Beihilfesätze nach Personengruppe: Wer braucht den Ergänzungstarif?

Der Beihilfesatz richtet sich nach Status und Familiensituation — und entscheidet, wie viel Restschutz Sie brauchen. Aktive Beamte erhalten in der Regel 50 Prozent Beihilfe, Pensionäre und Beamte mit mehreren Kindern 70 Prozent und berücksichtigungsfähige Kinder 80 Prozent (Quelle: Bundesbeihilfeverordnung (BBhV)). Je höher der Beihilfesatz, desto kleiner der eigene Restkostenanteil – aber Lücken bleiben in allen Gruppen.


Aktive Beamte (50 Prozent)

Aktive Beamte ohne oder mit einem Kind erhalten 50 Prozent Beihilfe und versichern die anderen 50 Prozent über den Restkostentarif. Für sie ist der Ergänzungstarif besonders relevant, weil die Hälfte der Kosten privat abgesichert wird und Lücken bei Zahnersatz oder Heilpraktiker hier am stärksten durchschlagen.

Icon Person am Schreibtisch

Beamte mit zwei oder mehr Kindern (70 Prozent)

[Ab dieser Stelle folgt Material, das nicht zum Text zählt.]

PR #1888, opened 2020-07-23
Adding eslint

andresmgot:
### Description of the change

I noticed some eslint warnings when running the app locally. We were not taking into account eslint warnings in the build process, some fixes are useful.


andresmgot:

Sobald Beamte zwei oder mehr berücksichtigungsfähige Kinder haben, steigt ihr Beihilfesatz auf 70 Prozent. Der nötige Restkostentarif schrumpft dann auf 30 Prozent. Ein Ergänzungstarif bleibt sinnvoll, fällt aber günstiger aus, weil weniger Restschutz nötig ist.

Icon Kind mit Mütze

Pensionäre (70 Prozent)

Im Ruhestand erhöht sich der Beihilfesatz in der Regel auf 70 Prozent. Pensionäre brauchen deshalb nur noch einen Restkostentarif für 30 Prozent – der Ergänzungsbedarf sinkt spürbar. Wer schon lange versichert ist, hat zudem Alterungsrückstellungen gebildet, die den Beitrag dämpfen. Statt eines Neuabschlusses lohnt hier eher ein Tarifcheck.

Icon grauhaarige Frau

Berücksichtigungsfähige Kinder (80 Prozent)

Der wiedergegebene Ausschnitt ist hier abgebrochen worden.